Wherever the string "confuse" shows up in the material below, copy that line.

__DATASET RECORDS__:
--- START ---

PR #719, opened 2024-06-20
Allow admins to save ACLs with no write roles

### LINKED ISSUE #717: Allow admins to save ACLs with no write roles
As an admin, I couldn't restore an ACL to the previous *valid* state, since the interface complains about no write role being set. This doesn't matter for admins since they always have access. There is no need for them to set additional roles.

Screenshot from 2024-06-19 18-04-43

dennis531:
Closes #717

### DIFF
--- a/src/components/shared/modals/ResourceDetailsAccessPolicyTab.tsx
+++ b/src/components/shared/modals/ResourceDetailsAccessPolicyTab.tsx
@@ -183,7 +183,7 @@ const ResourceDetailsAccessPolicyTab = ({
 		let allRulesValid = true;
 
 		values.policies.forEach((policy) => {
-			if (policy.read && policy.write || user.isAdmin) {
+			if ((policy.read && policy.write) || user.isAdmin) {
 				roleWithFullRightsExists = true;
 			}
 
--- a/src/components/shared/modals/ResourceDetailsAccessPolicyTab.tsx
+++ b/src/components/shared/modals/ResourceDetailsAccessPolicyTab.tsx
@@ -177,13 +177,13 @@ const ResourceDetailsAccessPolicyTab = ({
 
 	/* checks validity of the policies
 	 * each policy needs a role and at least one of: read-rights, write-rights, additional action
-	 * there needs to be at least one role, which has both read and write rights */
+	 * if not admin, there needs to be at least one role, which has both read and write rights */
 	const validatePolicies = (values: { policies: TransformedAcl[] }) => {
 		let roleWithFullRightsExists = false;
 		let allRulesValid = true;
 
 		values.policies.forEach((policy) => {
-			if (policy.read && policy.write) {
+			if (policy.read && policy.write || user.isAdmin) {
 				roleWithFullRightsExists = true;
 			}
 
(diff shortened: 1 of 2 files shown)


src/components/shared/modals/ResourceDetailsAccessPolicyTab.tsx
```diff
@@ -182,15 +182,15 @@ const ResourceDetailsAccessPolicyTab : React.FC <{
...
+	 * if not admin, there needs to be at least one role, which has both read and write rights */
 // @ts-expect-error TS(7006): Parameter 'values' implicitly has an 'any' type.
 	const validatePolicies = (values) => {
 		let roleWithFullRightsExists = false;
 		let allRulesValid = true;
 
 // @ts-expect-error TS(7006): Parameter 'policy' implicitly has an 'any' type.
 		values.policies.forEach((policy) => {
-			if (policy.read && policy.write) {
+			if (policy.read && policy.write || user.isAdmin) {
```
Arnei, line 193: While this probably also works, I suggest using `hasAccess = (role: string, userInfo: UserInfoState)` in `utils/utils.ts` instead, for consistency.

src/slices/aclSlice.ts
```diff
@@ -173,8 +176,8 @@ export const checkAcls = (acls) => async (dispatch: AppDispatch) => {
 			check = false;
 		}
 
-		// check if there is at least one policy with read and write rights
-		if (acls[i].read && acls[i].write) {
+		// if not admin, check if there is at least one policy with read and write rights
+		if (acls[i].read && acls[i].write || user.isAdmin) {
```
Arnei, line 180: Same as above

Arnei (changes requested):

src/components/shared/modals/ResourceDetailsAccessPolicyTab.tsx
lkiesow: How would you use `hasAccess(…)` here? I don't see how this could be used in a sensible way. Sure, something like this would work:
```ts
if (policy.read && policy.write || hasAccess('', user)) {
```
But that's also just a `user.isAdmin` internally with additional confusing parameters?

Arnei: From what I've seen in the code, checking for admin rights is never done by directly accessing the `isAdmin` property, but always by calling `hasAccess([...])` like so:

--- END ---
--- START ---

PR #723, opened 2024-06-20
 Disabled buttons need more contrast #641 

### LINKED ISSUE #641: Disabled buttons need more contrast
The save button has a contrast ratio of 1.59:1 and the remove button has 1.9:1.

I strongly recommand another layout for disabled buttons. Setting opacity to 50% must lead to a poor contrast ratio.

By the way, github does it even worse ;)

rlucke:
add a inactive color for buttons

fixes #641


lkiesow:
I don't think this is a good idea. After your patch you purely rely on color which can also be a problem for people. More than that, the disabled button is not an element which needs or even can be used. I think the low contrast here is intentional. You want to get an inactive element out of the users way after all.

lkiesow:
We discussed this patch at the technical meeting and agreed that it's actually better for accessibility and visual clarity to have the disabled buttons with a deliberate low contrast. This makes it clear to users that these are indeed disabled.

--- END ---
--- START ---

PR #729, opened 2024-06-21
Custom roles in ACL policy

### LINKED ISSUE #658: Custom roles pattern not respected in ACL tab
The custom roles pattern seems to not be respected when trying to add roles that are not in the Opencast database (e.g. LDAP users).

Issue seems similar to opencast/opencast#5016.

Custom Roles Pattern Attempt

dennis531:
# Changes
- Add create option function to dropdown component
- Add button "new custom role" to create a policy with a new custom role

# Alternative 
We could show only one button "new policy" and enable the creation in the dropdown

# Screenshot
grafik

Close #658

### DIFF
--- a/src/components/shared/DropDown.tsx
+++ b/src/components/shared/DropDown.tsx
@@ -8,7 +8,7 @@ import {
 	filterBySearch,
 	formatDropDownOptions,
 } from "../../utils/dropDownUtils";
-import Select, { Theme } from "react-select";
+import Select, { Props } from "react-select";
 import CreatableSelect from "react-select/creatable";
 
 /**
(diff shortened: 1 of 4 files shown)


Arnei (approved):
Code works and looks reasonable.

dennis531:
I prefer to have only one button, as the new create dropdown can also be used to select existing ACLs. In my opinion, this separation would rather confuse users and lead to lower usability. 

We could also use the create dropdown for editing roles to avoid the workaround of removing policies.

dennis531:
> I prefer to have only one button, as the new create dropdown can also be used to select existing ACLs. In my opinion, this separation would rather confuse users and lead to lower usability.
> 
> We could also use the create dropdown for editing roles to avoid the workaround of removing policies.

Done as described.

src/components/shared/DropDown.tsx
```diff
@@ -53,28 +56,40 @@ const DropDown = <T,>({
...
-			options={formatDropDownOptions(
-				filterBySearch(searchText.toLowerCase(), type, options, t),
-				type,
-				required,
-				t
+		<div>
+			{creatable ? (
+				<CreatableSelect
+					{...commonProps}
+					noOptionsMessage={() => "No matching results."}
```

--- END ---

__RESPONSE TO THIS EXERCISE__:
I prefer to have only one button, as the new create dropdown can also be used to select existing ACLs. In my opinion, this separation would rather confuse users and lead to lower usability. 
> I prefer to have only one button, as the new create dropdown can also be used to select existing ACLs. In my opinion, this separation would rather confuse users and lead to lower usability.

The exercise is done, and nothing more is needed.